━━ RECORDS SUPPLIED
PR #263, opened 2024-01-12
feat: install kotsadm in default namespace, not embedded-cluster

laverya:
This will probably break upgrades, but we really shouldn't be placing kotsadm and the operator in the same namespace. As such, the sooner we make the change the better, and I should have done this weeks ago.

### DIFF
--- a/e2e/scripts/unsupported-overrides.sh
+++ b/e2e/scripts/unsupported-overrides.sh
@@ -41,7 +41,7 @@ spec:
                 version: 0.13.0
               - chartname: oci://registry.replicated.com/library/admin-console
                 name: admin-console
-                namespace: embedded-cluster
+                namespace: default
                 order: 3
                 version: 1.105.1
                 values: |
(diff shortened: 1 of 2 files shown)


e2e/scripts/unsupported-overrides.sh
```diff
@@ -41,7 +41,7 @@ spec:
                 version: 0.13.0
               - chartname: oci://registry.replicated.com/library/admin-console
                 name: admin-console
-                namespace: embedded-cluster
+                namespace: default
```
chris-sanders, line 44: I'm not clear on the change, but we should not use default.

pkg/addons/applier.go
```diff
@@ -135,7 +135,7 @@ func (a *Applier) load() (map[string]AddOn, error) {
 		addons["embeddedclusteroperator"] = embedoperator
 	}
 	if _, disabledAddons := a.disabledAddons["adminconsole"]; !disabledAddons {
-		aconsole, err := adminconsole.New("embedded-cluster", a.prompt, a.config)
+		aconsole, err := adminconsole.New("default", a.prompt, a.config)
```
chris-sanders, line 138: same

chris-sanders (changes requested):

chris-sanders (approved):
I like it

PR #276, opened 2024-01-17
feat: reset command

danj-replicated:
TODO: 
- [x] quorum safey for controllers

removing binaries and extra files can be looked at later along with the other efforts towards that task.

### DIFF
--- a/cmd/embedded-cluster/reset.go
+++ b/cmd/embedded-cluster/reset.go
@@ -120,7 +120,7 @@ func (h *hostInfo) checkQuorumSafety(c *cli.Context) (bool, string, error) {
 		return true, "", nil
 	}
 	if len(etcd.Members) == 3 {
-		return false, "cluster has 3 nodes, removing this node will cause etcd to lose quorum", nil
+		return false, "cluster has 3 control-plane nodes, removing this node will cause etcd to lose quorum", nil
 	}
 	if len(etcd.Members)%2 != 0 {
 		return false, "cluster would have even number of control-plane nodes after resetting this node, this could cause etcd to become unstable", nil
--- a/cmd/embedded-cluster/reset.go
+++ b/cmd/embedded-cluster/reset.go
@@ -14,6 +14,7 @@ import (
 	"k8s.io/client-go/tools/clientcmd"
 
 	"github.com/replicatedhq/embedded-cluster/pkg/defaults"
+	"github.com/replicatedhq/embedded-cluster/pkg/prompts"
 )
 
 type etcdMembers struct {
@@ -157,6 +158,18 @@ func newHostInfo(ctx context.Context) (hostInfo, error) {
 	return currentHost, nil
 }
 
+func checkErrPrompt(err error) bool {
+	if err == nil {
+		return true
+	}
+	fmt.Println("-----")
+	fmt.Println(err)
+	fmt.Println("-----")
+	fmt.Println("An error has occured while trying to reset this node.")
+	fmt.Println("Continuing may leave the cluster in an unexpected state")
+	return prompts.New().Confirm("Do you want to continue anyway?", false)
+}
+
 var resetCommand = &cli.Command{
 	Name:  "reset",
 	Usage: "Reset the node this command is run from",
@@ -173,16 +186,14 @@ var resetCommand = &cli.Command{
 		// drain node
 		fmt.Println("draining node...")
 		err = currentHost.drainNode()
-		if err != nil {
-			fmt.Println(err)
+		if !checkErrPrompt(err) {
 			return nil
 		}
 
 		// remove node from cluster
 		fmt.Println("removing node from cluster...")
 		err = currentHost.Kclient.Delete(c.Context, &currentHost.Node)
-		if err != nil {
-			fmt.Println(err)
+		if !checkErrPrompt(err) {
 			return nil
 		}
 
@@ -192,16 +203,14 @@ var resetCommand = &cli.Command{
 			// delete controlNode object from cluster
 			fmt.Println("deleting controlNode...")
 			err := currentHost.Kclient.Delete(c.Context, &currentHost.ControlNode)
-			if err != nil {
-				fmt.Println(err)
+			if !checkErrPrompt(err) {
 				return nil
 			}
 
 			// try and leave etcd cluster
 			fmt.Println("leaving etcd cluster...")
 			err = currentHost.leaveEtcdcluster()
-			if err != nil {
-				fmt.Println(err)
+			if !checkErrPrompt(err) {
 				return nil
 			}
 
@@ -213,16 +222,14 @@ var resetCommand = &cli.Command{
 		// stop k0s
 		fmt.Printf("stopping %s...\n", binName)
 		err = currentHost.stopK0s()
-		if err != nil {
-			fmt.Println(err)
+		if !checkErrPrompt(err) {
 			return nil
 		}
 
 		// reset local node
 		fmt.Printf("resetting %s...\n", binName)
 		err = currentHost.resetK0s()
-		if err != nil {
-			fmt.Println(err)
+		if !checkErrPrompt(err) {
 			return nil
 		}
 
--- a/cmd/embedded-cluster/reset.go
+++ b/cmd/embedded-cluster/reset.go
@@ -143,6 +143,12 @@ var resetCommand = &cli.Command{
 				return nil
 			}
 
+      err := kcli.Delete(c.Context,&controlNode)
+      if err !=nil {
+        fmt.Println(err)
+        return nil
+      }
+
 			etcdPeerAddress, err := getEtcdMemberAddress(hostname)
 			if err != nil {
 				fmt.Println(err)
--- a/cmd/embedded-cluster/reset.go
+++ b/cmd/embedded-cluster/reset.go
@@ -32,8 +32,8 @@ type hostInfo struct {
 }
 
 var (
-  k0s = defaults.K0sBinaryPath()
-  binName = defaults.BinaryName()
+	k0s     = defaults.K0sBinaryPath()
+	binName = defaults.BinaryName()
 )
 
 // getEtcdMemberAddress uses k0s to obtain the etcd member address for the given hostname
--- a/cmd/embedded-cluster/reset.go
+++ b/cmd/embedded-cluster/reset.go
@@ -121,7 +121,7 @@ func (h *hostInfo) stopAndResetK0s() error {
 	if err != nil {
 		return fmt.Errorf("could not reset k0s: %w, %s", err, string(out))
 	}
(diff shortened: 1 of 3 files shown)


cmd/embedded-cluster/reset.go
```diff
@@ -0,0 +1,187 @@
...
+			return nil
+		}
+
+		tempKubeConfig, err := os.CreateTemp("", "*")
+		if err != nil {
+			fmt.Println(err)
+			return nil
+		}
+		defer tempKubeConfig.Close()
+		defer os.Remove(tempKubeConfig.Name())
```
laverya, line 74: I believe this is backwards
deferred functions are Last-In-First-Out so you're removing the file before closing it

cmd/embedded-cluster/reset.go
```diff
@@ -0,0 +1,187 @@
...
+			fmt.Println(err)
+			return nil
+		}
+
+		isControlPlane := false
+		labels := node.GetLabels()
+		_, ok := labels["node-role.kubernetes.io/control-plane"]
+		if ok && labels["node-role.kubernetes.io/control-plane"] == "true" {
+			isControlPlane = true
+		}
```
laverya, line 109: this is equivalent - the default string value if it's not populated is `""`
```suggestion
		if labels["node-role.kubernetes.io/control-plane"] == "true" {
			isControlPlane = true
		}
```

cmd/embedded-cluster/reset.go
```diff
@@ -0,0 +1,187 @@
...
+
+		// drain controller node
+		if isControlPlane {
```
laverya, line 112: is there a reason not to drain non-controller nodes?

cmd/embedded-cluster/reset.go
```diff
@@ -0,0 +1,299 @@
...
+	etcd := etcdMembers{}
+	err = json.Unmarshal(out, &etcd)
+	if err != nil {
+		return false, "", fmt.Errorf("unable to unmarshal etcd member list, %w, %s", err, out)
+	}
+	if len(etcd.Members) < 3 {
+		return true, "", nil
+	}
+	if len(etcd.Members) == 3 {
+		return false, "cluster has 3 nodes, removing this node will cause etcd to lose quorum", nil
```
laverya, line 123: From standup
```suggestion
		return false, "cluster has 3 primary nodes, removing this node will cause etcd to lose quorum", nil
```

laverya (approved):

danj-replicated:
merging this as is, will iterate later on:
- better safety for waiting on etcd rebuilds when downscaling below 3 nodes
- tests

cmd/embedded-cluster/reset.go
```diff
@@ -0,0 +1,299 @@
...
+
+func checkErrPrompt(err error) bool {
+	if err == nil {
+		return true
+	}
+	fmt.Println("-----")
+	fmt.Println(err)
+	fmt.Println("-----")
+	fmt.Println("An error has occured while trying to reset this node.")
+	fmt.Println("Continuing may leave the cluster in an unexpected state")
```
ajp-io, line 191: Let's be consistent with periods and use them at the end of sentences. There are a few other cases without them too.

cmd/embedded-cluster/reset.go
```diff
@@ -0,0 +1,299 @@
...
+	return prompts.New().Confirm("Do you want to continue anyway?", false)
+}
+
+var resetCommand = &cli.Command{
+	Name: "reset",
+	Flags: []cli.Flag{
+		&cli.BoolFlag{
+			Name:   "yes-really-reset",
```
ajp-io, line 199: I know we're inspired by Rook here, but I think we should make this `--confirm` instead. If this was only a Replicated CLI, that would be one thing. But every vendor ships this CLI and has to use these flags, and I think sticking to convention will have broader appeal.

cmd/embedded-cluster/reset.go
```diff
@@ -0,0 +1,299 @@
...
+			Hidden: true,
+			Value:  false,
+		},
+	},
+	Usage: "Reset the node this command is run from",
```
ajp-io, line 204: Maybe "Reset the current node". I'm not sure of the right wording, but "the node this command is run from" sounds off to me.

cmd/embedded-cluster/reset.go
```diff
@@ -0,0 +1,299 @@
...
+	Action: func(c *cli.Context) error {
+
+		fmt.Println("This command will completely reset this node, removing it from the cluster")
```
ajp-io, line 207: This will remove this node from the cluster and completely reset it.

cmd/embedded-cluster/reset.go
```diff
@@ -0,0 +1,299 @@
...
+		if !prompts.New().Confirm("Do you want to continue?", false) {
+			fmt.Println("aborting.")
+			return nil
+		}
+
+		fmt.Println("gathering facts...")
```
ajp-io, line 213: I don't know that this line adds much other than cluttering the output. As I recall in the demo, we reached the next step pretty quickly.

cmd/embedded-cluster/reset.go
```diff
@@ -0,0 +1,299 @@
...
+func (h *hostInfo) stopAndResetK0s() error {
+	out, err := exec.Command(k0s, "stop").CombinedOutput()
+	if err != nil {
+		return fmt.Errorf("could not stop k0s service: %w, %s", err, string(out))
+	}
+	out, err = exec.Command(k0s, "reset").CombinedOutput()
+	if err != nil {
+		return fmt.Errorf("could not reset k0s: %w, %s", err, string(out))
+	}
+	fmt.Println("Node has been reset, please reboot to ensure transient configuration is also reset")
```
ajp-io, line 150: Node has been reset. Please reboot to ensure transient configuration is also reset.

cmd/embedded-cluster/reset.go
```diff
@@ -0,0 +1,299 @@
...
+		// basic check to see if it's safe to remove this node from the cluster
+		if currentHost.isControlPlane() {
+			safeToRemove, reason, err := currentHost.checkQuorumSafety(c)
+			if err != nil {
+				fmt.Println(err)
+				return nil
+			}
+			if !safeToRemove {
+				fmt.Println(reason)
+				fmt.Println("run reset command again with --yes-really-reset to ignore this")
```
ajp-io, line 230: Rerun reset command command with `--confirm` to ignore this.

cmd/embedded-cluster/reset.go
```diff
@@ -0,0 +1,299 @@
...
+		}
+
+		// determine if this is the only node in the cluster
+		// if this is a single node we can skip a lot of steps
+		nodeList := corev1.NodeList{}
+		currentHost.Kclient.List(c.Context, &nodeList)
+		if len(nodeList.Items) == 1 {
+			nodeName := nodeList.Items[0].Name
+			if nodeName != currentHost.Hostname {
+				fmt.Println("detected a single node cluster, but the node's name doesn't match our hostname")
```
ajp-io, line 242: Detected a single-node cluster, but the node's name doesn't match our hostname.

cmd/embedded-cluster/reset.go
```diff
@@ -0,0 +1,299 @@
...
+				return nil
+			}
+			// stop k0s
+			fmt.Printf("resetting %s...\n", binName)
```
ajp-io, line 246: Capital R

cmd/embedded-cluster/reset.go
```diff
@@ -0,0 +1,299 @@
...
+			err = currentHost.stopAndResetK0s()
+			if !checkErrPrompt(err) {
+				return nil
+			}
+			return nil
+		}
+
+		// drain node
+		fmt.Println("draining node...")
```
ajp-io, line 255: Capital D

cmd/embedded-cluster/reset.go
```diff
@@ -0,0 +1,299 @@
...
+		err = currentHost.drainNode()
+		if !checkErrPrompt(err) {
+			return nil
+		}
+
+		// remove node from cluster
+		fmt.Println("removing node from cluster...")
```
ajp-io, line 262: Capital R

cmd/embedded-cluster/reset.go
```diff
@@ -0,0 +1,299 @@
...
+
+			// delete controlNode object from cluster
+			fmt.Println("deleting controlNode...")
+			err := currentHost.Kclient.Delete(c.Context, &currentHost.ControlNode)
+			if !checkErrPrompt(err) {
+				return nil
+			}
+
+			// try and leave etcd cluster
+			fmt.Println("leaving etcd cluster...")
```
ajp-io, line 279: Capital L

cmd/embedded-cluster/reset.go
```diff
@@ -0,0 +1,299 @@
...
+				return nil
+			}
+
+		} else if err != nil {
+			fmt.Println(err)
+			return nil
+		}
+
+		// reset
+		fmt.Printf("resetting %s...\n", binName)
```
ajp-io, line 291: Capital R

cmd/embedded-cluster/reset.go
```diff
@@ -0,0 +1,299 @@
...
+}
+
+func checkErrPrompt(err error) bool {
+	if err == nil {
+		return true
+	}
+	fmt.Println("-----")
+	fmt.Println(err)
+	fmt.Println("-----")
+	fmt.Println("An error has occured while trying to reset this node.")
```
ajp-io, line 190: Remove "has"

cmd/embedded-cluster/reset.go
```diff
@@ -0,0 +1,299 @@
...
+			Hidden: true,
+			Value:  false,
+		},
+	},
+	Usage: "Reset the node this command is run from",
+	Action: func(c *cli.Context) error {
+
+		fmt.Println("This command will completely reset this node, removing it from the cluster")
+		if !prompts.New().Confirm("Do you want to continue?", false) {
+			fmt.Println("aborting.")
```
ajp-io, line 209: Capital A

cmd/embedded-cluster/reset.go
```diff
@@ -0,0 +1,299 @@
...
+		err = currentHost.Kclient.Delete(c.Context, &currentHost.Node)
+		if !checkErrPrompt(err) {
+			return nil
+		}
+
+		// controller pre-reset
+		if currentHost.isControlPlane() {
+
+			// delete controlNode object from cluster
+			fmt.Println("deleting controlNode...")
```
ajp-io, line 272: Capital D.

I assume this is the same controlnode as [here](https://docs.k0sproject.io/v1.28.4+k0s.0/autopilot/?h=controlnode#q-how-do-i-apply-the-plan-and-controlnode-crds). If so, let's capitalize ControlNode like k0s does.

PR #279, opened 2024-01-18
feat: create library for embedding kots release

ricardomaraschini:
created a library so we can use it on airgap project. this library
allows for embedding kots releases into an embedded cluster binary.


pkg/embed/append.go
```diff
@@ -0,0 +1,175 @@
...
+		binfp.Close()
+		return nil, 0, fmt.Errorf("unable to open release file: %w", err)
+	}
+	relstat, err := relfp.Stat()
+	if err != nil {
+		binfp.Close()
+		relfp.Close()
+		return nil, 0, fmt.Errorf("unable to stat release file: %w", err)
+	}
+	// blocks releases larger than 100MB.
```
laverya, line 161: is this the largest size that can be parsed by the 'calculate rewind' function, or is it here for some other reason?

pkg/embed/append.go
```diff
@@ -0,0 +1,175 @@
...
+	if relstat.Size() > 104857600 {
```
laverya, line 162: the endmark format is `%s%010d` - IMO this implies that the size should be all `9`s and not this number?

pkg/embed/append.go
laverya: looks like 10^11-1 bytes is intended to be the maximum?

pkg/embed/append.go
```diff
@@ -0,0 +1,175 @@
...
+			}
+		}
+	}
+	return fs, nil
+}
+
+// Build builds the binary with the embedded release. Returns an io.ReadCloser
+// from where the binary can be read. Returns the ReadCloser, the total size of
+// the binary and an error if any.
+func Build(bin string, release string) (io.ReadCloser, int64, error) {
```
laverya, line 141: I would _prefer_ to have the inputs be readclosers here too, that way this can be entirely streamed and not require writing to disk (we would then be able to skip the airgap builder service)

laverya: We would have to get the sizes with a wrapper
```
type wrapper struct {
    io.Reader
    n int
}

func (w *wrapper) Read(p []byte) (int, error) {
    n, err := w.Reader.Read(p)
    w.n += n
    return n, err
}
```

pkg/embed/append.go
ricardomaraschini: Yes, that 100MB was completely random as I never imagined someone using more than that size of YAML files. It is fixed. Please take a look.

ricardomaraschini: I am resolving this because these files were removed from the PR. Now we have only way of building these binaries.

laverya (approved):

laverya (approved):

laverya (approved):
━━━━
Determine how many lines of the data above contain the string "binName", and give the result with nothing else.

6